# A complete financial plan in one "tweet"



## Jon Chevreau (Apr 4, 2009)

Details in column in this weekend's National Post:

http://bit.ly/tbhpO

My attempt to condense the 76,000 word Findependence Day into the 140 character limitation of Twitter. 

The tweet itself, just about 140 characters, is:

_Eliminate debt. Cut up plastic. Join pension. Buy home. Pay it off. Spend little. Save tons. Invest wisely. Be tax smart. Marry for life._

Suggested improvements welcome!


----------



## stardancer (Apr 26, 2009)

That's neat. Very concise but right on


----------



## Rickson9 (Apr 9, 2009)

Cool idea! Sign of the times!


----------



## MoneyEnergy (Apr 5, 2009)

Nice job! I should retweet it - but then that would automatically take more than 140 chars. Hence, writing for "retweets" means ... 140- the #chars in your name - two for "RT"


----------



## Ben (Apr 3, 2009)

Sounds about right!

I would like to join a pension....! But if we all joined the government, it would be a sorry country wouldn't it?

Not read the book, but is cutting up plastic really necessary, provided you use it responsibly? Sometimes needed for various purchases (online, hotel rooms, etc). Likely a victim of Twitterization, where the nuance is lost...in general, avoiding use of credit cards is a great idea.


----------



## canabiz (Apr 4, 2009)

Excellent Tweet Jon, although some folks will argue about the last one where one does not have to get married to enjoy financial freedom or complete a financial plan.


----------



## onomatopoeia (Apr 8, 2009)

canabiz said:


> Excellent Tweet Jon, although some folks will argue about the last one where one does not have to get married to enjoy financial freedom or complete a financial plan.
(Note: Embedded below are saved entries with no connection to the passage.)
PR #1375, opened 2024-01-29
Fixes scaling of images

bkositza:
For very large images that would fall out of the box in both height and width, both must be scaled down.

### DIFF
--- a/src/main/java/sirius/web/templates/pdf/handlers/PdfReplaceHandler.java
+++ b/src/main/java/sirius/web/templates/pdf/handlers/PdfReplaceHandler.java
@@ -129,7 +129,7 @@ public abstract class PdfReplaceHandler implements Priorized {
             imageWidth = cssWidth;
         }
 
-        // Depending on the image aspect ration, the height might still be higher than the defined limit, so
+        // Depending on the image aspect ratio, the height might still be larger than the defined limit, so
         // we scale down further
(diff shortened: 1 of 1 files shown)


sabieber (approved):

src/main/java/sirius/web/templates/pdf/handlers/PdfReplaceHandler.java
```diff
@@ -120,10 +120,22 @@ private Tuple<Integer, Integer> computeResizeBox(int cssWidth, int cssHeight, FS
...
+        int imageHeight = fsImage.getHeight();
+
+        // First, check if we need to scale down the width
+        if (imageWidth > cssWidth) {
+            imageHeight = cssWidth * imageHeight / imageWidth;
+            imageWidth = cssWidth;
         }
-        return Tuple.create((cssHeight * fsImage.getWidth()) / fsImage.getHeight(), cssHeight);
+
+        // Sometimes we also need to scale down the height - even if the width is already scaled down
```
idlira, line 132:
```suggestion
        // Depending on the image aspect ration, the height might still be higher than the defined limit, so
        // we scale down further
```

idlira (approved):

jakobvogel (approved):

fhaScireum (approved):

That's true, but marrying more than once is a sure fire way to not complete a financial plan


----------



## MoneyGal (Apr 24, 2009)

I agree with the comment about CC debt - I'd be tempted to find a way to say (something like) "use credit cards responsibly" - but too wordy! Perhaps just "avoid debt." I use CCs all the time, but never carry a balance (except some super-low-interest rate balances right now, because I can't justify paying them off!)
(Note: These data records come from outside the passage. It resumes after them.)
PR #1376, opened 2024-01-31
Checks if we need to downscale the height after upscaling the width

bkositza:
Depending on how the maximum permitted sizes for an image are specified, it may be that both the width and height are too small and therefore need to be scaled up. If we scale up the width first, it may well be that the height is too high for the specified maximum height.

Example:
Maximum width: 100px
Maximum height: 20px

Image:
50px wide and 15px high

After we have scaled up the width, the image would be :
100px wide and 30px high

The height of the image is now too high and we need to scale it down once.

### DIFF
--- a/src/main/java/sirius/web/templates/pdf/handlers/PdfReplaceHandler.java
+++ b/src/main/java/sirius/web/templates/pdf/handlers/PdfReplaceHandler.java
@@ -108,20 +108,18 @@ public abstract class PdfReplaceHandler implements Priorized {
         }
 
         if (fsImage.getWidth() > cssWidth || fsImage.getHeight() > cssHeight) {
-            return downscaleResource(cssWidth, cssHeight, fsImage);
+            return downscaleResource(cssWidth, cssHeight, fsImage.getWidth(), fsImage.getHeight());
         }
 
         if (cssWidth > fsImage.getWidth() && cssHeight > fsImage.getHeight()) {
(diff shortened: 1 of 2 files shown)


sabieber (approved):

ymo-sci (approved):

fhaScireum (commented):
Don't we also need to upscale the height? Wouldn't we need to upscale the width if needed, upscale the height if needed, and then down scale both to fit?

bkositza:
> Don't we also need to upscale the height? Wouldn't we need to upscale the width if needed, upscale the height if needed, and then down scale both to fit?

Do you have an example of when we need to scale up the height and width? In my opinion, it is sufficient if we scale one of them up and then scale the other down.

sabieber:
Langsam wären ein paar Testcases für die Logik glaub garnicht so verkehrt

fhaScireum:
> > Don't we also need to upscale the height? Wouldn't we need to upscale the width if needed, upscale the height if needed, and then down scale both to fit?
> 
> Do you have an example of when we need to scale up the height and width? In my opinion, it is sufficient if we scale one of them up and then scale the other down.

Now that I think about it a bit more, the behaviour now should be correct.

fhaScireum (approved):

bkositza:
> Langsam wären ein paar Testcases für die Logik glaub garnicht so verkehrt

Done ;)

mko-sci (approved):

mko-sci (approved):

And in place of the "marry for life" comment I think a general comment about "cultivate options" or "develop a recovery plan" or "remain flexible" or "oversave" - or something. The reality is that for many of us "life happens" and while the ideal is to not get knocked off track, it is still possible to recover. 

Same deal with pensions. I have never been a permanent employee anywhere, and I haven't worked at a place with a pension option in the last 16 years. And I'm still financially successful - I just have done so without a pension. Perhaps "maximize retirement savings"? I started contributing to RRSPs at 18, and in my case that is all it has taken. 
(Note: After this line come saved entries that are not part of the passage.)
PR #1379, opened 2024-02-08
Bootstrap 5

jakobvogel:
### Description

Ports Tycho to Bootstrap 5.

### Additional Notes

- This PR fixes or works on following ticket(s): [SIRI-924](https://scireum.myjetbrains.com/youtrack/issue/SIRI-924)

### Checklist


src/main/resources/default/assets/tycho/lib.js.pasta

Sorry Jon, I'm way beyond 140 characters here. But those are my tweaks to your tweet.


----------



## CanadianCapitalist (Mar 31, 2009)

The only thing I'll add is "Control expenses and emotions (in investing)" but then again, it will be well over the 140-character limit.


----------



## Jon Chevreau (Apr 4, 2009)

Thanks for the tweet tweaks! 

So, MoneyEnergy, I take it I need to cut it to 126 characters in order to accommodate [email protected]? [11 characters for my handle; 3 for [email protected]]

I've not quite mastered retweeting: any basic instruction welcome. 

I'll try and refine and blast out a 126 character version. One email correspondent thought I could get rid of the credit card reference since that entails being debt-free and once you are credit cards can be kept for emergency or convenience purposes.

Will use some of this in next blog, linking back here.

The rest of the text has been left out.